# Orlando SunRail



## VentureForth (May 14, 2021)

On the 3:15 NB out of Poinciana headed to Debary. HEP went out before we left the station.

Don't know why they have the mid level seats behind the cab blocked off.

Security is their excuse.


----------



## VentureForth (May 14, 2021)

It briefly came back on and its off again. At Orlando now.


----------



## VentureForth (May 14, 2021)

Just left Winter Park. Looking for PennyK...


----------



## VentureForth (May 14, 2021)

Someone out here surely knows what would be tripping the HEP and how to get it to stay on... They can't seem to find anyone who has a clue.


----------



## Qapla (May 14, 2021)

I have not experienced any HEP problems when riding SunRail


----------



## pennyk (May 14, 2021)

VentureForth said:


> Just left Winter Park. Looking for PennyK...


I live closest to the Lynx Central station. I was outside at a park this morning practicing yoga with a group and we saw several SunRail trains go by. I love it. I hope your trip improved after the HEP issue.
Today was a nice day in Orlando (nice meaning below 90 degrees).


----------



## VentureForth (May 14, 2021)

Never did get the HEP back up. Was a nice cool 84 degrees outside when we got off at DeBary.

I'll wave at the Lynx bus station when I pass back to the south. 

Between sitting on the SB at DeBary for 25 minutes. PTC on the Cab is out. But we have AC...


----------



## VentureForth (May 14, 2021)

Qapla said:


> I have not experienced any HEP problems when riding SunRail


Apparently they aren't used to it going down either.

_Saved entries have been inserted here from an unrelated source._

PR #496, opened 2022-09-03
Implement instance_discovery=False

rayluo:
Driven by [this conversation](https://github.com/AzureAD/microsoft-authentication-library-for-python/pull/492#pullrequestreview-1082931221), this PR implements `instance_discovery=False` based on [internal design 6504](https://identitydivision.visualstudio.com/DevEx/_git/AuthLibrariesApiReview/pullrequest/6504). (Note: This PR does NOT contain `known_authority_hosts`, which was implemented in a different PR #492. The two features would co-exist when both PRs are merged in, but they can also work independently. Here they are implemented independently.)

As usual, the unit tests in this PR also serve as acceptance test for the aforementioned design.

### DIFF
--- a/msal/application.py
+++ b/msal/application.py
@@ -13,7 +13,7 @@ import os
 
 from .oauth2cli import Client, JwtAssertionCreator
 from .oauth2cli.oidc import decode_part
-from .authority import Authority
+from .authority import Authority, WORLD_WIDE
 from .mex import send_request as mex_send_request
 from .wstrust_request import send_request as wst_send_request
 from .wstrust_response import *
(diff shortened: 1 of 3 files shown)


msal/application.py
```diff
@@ -174,6 +173,7 @@ def __init__(
                 # when we would eventually want to add this feature to PCA in future.
             exclude_scopes=None,
             http_cache=None,
+            instance_discovery=None,
```
xiangyan99, line 176: Is instance_discovery=None here means default to False?

I guess we want the default value to be true?

rayluo: Basically, I think I am moving away from using `True` or `False` as the default value, because they would force downstream yet mid-tier libraries (such as Azure Identity) to also duplicate the same default value in their corresponding API surface.

I would instead use `None` as default value, and it just means *default*. It does NOT imply a boolean evaluation to make it a False.

And the actual default behavior will and only will be available via documentation. See line 419 in this PR.

xiangyan99: Do you mean the caller (me :)) can specify None as the input value of instance_discovery to say "use default"?

rayluo: Yes :-)

PR #511, opened 2022-11-02
AT POP for Public Client based on broker

rayluo:
This is the implementation of the [internal work item](https://identitydivision.visualstudio.com/Engineering/_workitems/edit/1791492), and [this internal design doc](https://identitydivision.visualstudio.com/DevEx/_git/AuthLibrariesApiReview?path=/PoPTokensProtocol/PoP_API_In_MSAL.md&_a=preview).
Currently, this PR provides a low level API to obtain a Proof-of-Possesson (PoP) access token.

We may add more end-to-end test case in the future. And we may provide a high-level API.

The beta preview of this feature is available by `pip install --ignore-installed git+https://github.com/AzureAD/microsoft-authentication-library-for-python.git@pop`

### DIFF
--- a/msal/application.py
+++ b/msal/application.py
@@ -182,6 +182,10 @@ class ClientApplication(object):
     _TOKEN_SOURCE_BROKER = "broker"
 
     _enable_broker = False
+    _AUTH_SCHEME_UNSUPPORTED = (
+        "auth_scheme is currently only available from broker. "
+        "You can enable broker by following these instructions. "
+        "https://msal-python.readthedocs.io/en/latest/#publicclientapplication")
 
     def __init__(
             self, client_id,
@@ -556,6 +560,10 @@ class ClientApplication(object):
                     "Broker is unavailable on this platform. "
                     "We will fallback to non-broker.")
         logger.debug("Broker enabled? %s", self._enable_broker)
+
+    def is_pop_supported(self):
+        """Returns True if this client supports Proof-of-Possession Access Token."""
+        return self._enable_broker
 
     def _decorate_scope(
             self, scopes,
@@ -1185,6 +1193,7 @@ class ClientApplication(object):
             authority=None,  # See get_authorization_request_url()
             force_refresh=False,  # type: Optional[boolean]
             claims_challenge=None,
+            auth_scheme=None,
             **kwargs):
         """Acquire an access token for given account, without user interaction.
 
@@ -1205,7 +1214,7 @@ class ClientApplication(object):
             return None  # A backward-compatible NO-OP to drop the account=None usage
         result = _clean_up(self._acquire_token_silent_with_error(
             scopes, account, authority=authority, force_refresh=force_refresh,
-            claims_challenge=claims_challenge, **kwargs))
+            claims_challenge=claims_challenge, auth_scheme=auth_scheme, **kwargs))
         return result if result and "error" not in result else None
 
     def acquire_token_silent_with_error(
@@ -1215,6 +1224,7 @@ class ClientApplication(object):
             authority=None,  # See get_authorization_request_url()
             force_refresh=False,  # type: Optional[boolean]
             claims_challenge=None,
+            auth_scheme=None,
             **kwargs):
         """Acquire an access token for given account, without user interaction.
 
@@ -1241,6 +1251,12 @@ class ClientApplication(object):
             in the form of a claims_challenge directive in the www-authenticate header to be
             returned from the UserInfo Endpoint and/or in the ID Token and/or Access Token.
             It is a string of a JSON object which contains lists of claims being requested from these locations.
+        :param object auth_scheme:
+            You can provide an ``msal.auth_scheme.PopAuthScheme`` object
+            so that MSAL will get a Proof-of-Possession (POP) token for you.
+
+            New in version 1.26.0.
+
         :return:
             - A dict containing no "error" key,
               and typically contains an "access_token" key,
@@ -1252,7 +1268,7 @@ class ClientApplication(object):
             return None  # A backward-compatible NO-OP to drop the account=None usage
         return _clean_up(self._acquire_token_silent_with_error(
             scopes, account, authority=authority, force_refresh=force_refresh,
-            claims_challenge=claims_challenge, **kwargs))
+            claims_challenge=claims_challenge, auth_scheme=auth_scheme, **kwargs))
 
     def _acquire_token_silent_with_error(
             self,
@@ -1261,6 +1277,7 @@ class ClientApplication(object):
             authority=None,  # See get_authorization_request_url()
             force_refresh=False,  # type: Optional[boolean]
             claims_challenge=None,
+            auth_scheme=None,
             **kwargs):
         assert isinstance(scopes, list), "Invalid parameter type"
         self._validate_ssh_cert_input_data(kwargs.get("data", {}))
@@ -1276,6 +1293,7 @@ class ClientApplication(object):
             scopes, account, self.authority, force_refresh=force_refresh,
             claims_challenge=claims_challenge,
             correlation_id=correlation_id,
+            auth_scheme=auth_scheme,
             **kwargs)
         if result and "error" not in result:
             return result
@@ -1298,6 +1316,7 @@ class ClientApplication(object):
                 scopes, account, the_authority, force_refresh=force_refresh,
                 claims_challenge=claims_challenge,
                 correlation_id=correlation_id,
+                auth_scheme=auth_scheme,
                 **kwargs)
             if result:
                 if "error" not in result:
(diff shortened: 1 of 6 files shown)


msal/application.py
```diff
@@ -1385,10 +1404,13 @@ def _acquire_token_silent_from_cache_and_possibly_refresh_it(
                     claims=_merge_claims_challenge_and_capabilities(
                         self._client_capabilities, claims_challenge),
                     correlation_id=correlation_id,
+                    auth_scheme=auth_scheme,
                     **data)
                 if response:  # The broker provided a decisive outcome, so we use it
                     return self._process_broker_response(response, scopes, data)
 
+            if auth_scheme:
+                raise ValueError("auth_scheme is currently only available from broker")
```
bgavrilMS, line 1413: Consider adding more details like how to enable the broker redirect uri, or an aka.ms link

msal/application.py
```diff
@@ -1333,9 +1349,10 @@ def _acquire_token_silent_from_cache_and_possibly_refresh_it(
             force_refresh=False,  # type: Optional[boolean]
             claims_challenge=None,
             correlation_id=None,
+            auth_scheme=None,
             **kwargs):
         access_token_from_cache = None
-        if not (force_refresh or claims_challenge):  # Bypass AT when desired or using claims
+        if not (force_refresh or claims_challenge or auth_scheme):  # Then attempt AT cache
```
bgavrilMS, line 1355: I am not sure if this is the case, but if POP auth scheme is specified, we should also not attempt to use RT in the cache. This will break migration scenario: 

1. App uses webview and points to a cache file. App gets bearer tokens for a user: AT, RT, IdT
2. App switches to WAM, while still pointing at the same cache file, so as to not lose state, i.e. GetAccounts() correctly returns 1 account.
3. App calls AcquireTokenSilent(user) + POP scheme

MSAL now: 

- bypasses the AT token cache 
- looks in the cache for an RT
- finds the RT and ?? I'm not sure what happens here, but we should not use the RT or fail. We should just go to WAM.

Maybe this is a test you want to write? 

PS: we have this behavior now in MSAL.NET and it is one of the GA blockers.

tests/test_e2e.py
```diff
@@ -1036,5 +1040,54 @@ def test_acquire_token_silent_with_an_empty_cache_should_return_none(self):
...
+        auth_scheme = PopAuthScheme(
+            http_method="GET",
+            url="https://www.Contoso.com/Path1/Path2?queryParam1=a&queryParam2=b",
+            nonce="placeholder",
+            )
+        config = self.get_lab_user(usertype="cloud")
+        config["password"] = self.get_lab_user_secret(config["lab_name"])
+        result = self._test_username_password(auth_scheme=auth_scheme, **config)
+        self.assertEqual(result["token_type"], "pop")
+        payload = json.loads(decode_part(result["access_token"].split(".")[1]))
```
bgavrilMS, line 1056: Consider asserting that an RT is not in the cache. WAM should not give back an RT.

tests/test_e2e.py
```diff
@@ -1036,5 +1040,54 @@ def test_acquire_token_silent_with_an_empty_cache_should_return_none(self):
...
+class PopTestCase(LabBasedTestCase):
+    def test_at_pop_should_contain_pop_scheme_content(self):
+        auth_scheme = PopAuthScheme(
+            http_method="GET",
+            url="https://www.Contoso.com/Path1/Path2?queryParam1=a&queryParam2=b",
+            nonce="placeholder",
+            )
+        config = self.get_lab_user(usertype="cloud")
+        config["password"] = self.get_lab_user_secret(config["lab_name"])
+        result = self._test_username_password(auth_scheme=auth_scheme, **config)
```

I don't know if they knew what they were taking about, but the crew said the HEP was supplied by the driving engine rather than a separate diesel engine. They would reset it at a station stop, but as soon as the traction motors put a load on the generator as they departed, the ac and lights died.


----------



## VentureForth (May 14, 2021)

Met up with an old friend as we approached Poinciana... We were 40 minutes late because of PTC and the Meteor was and 20 minutes late. A meet I would have missed if things ran smoothly. 
View attachment 20210514_190130.mp4


----------



## VentureForth (May 14, 2021)

And, as I was driving away from Kissimmee, I contemplated changing my screen name.


----------



## railiner (May 14, 2021)

That looks like the kind that has hourly rates....


----------



## VentureForth (May 15, 2021)

So overall, it was an interesting trip. I will say that I enjoyed the ride south of Orlando much more than the northern part. The northern portion of the trip felt much more like a transit ride with stops so close to each other we rarely seemed to go much faster than what felt like 30 mph, though the scenery was much more interesting.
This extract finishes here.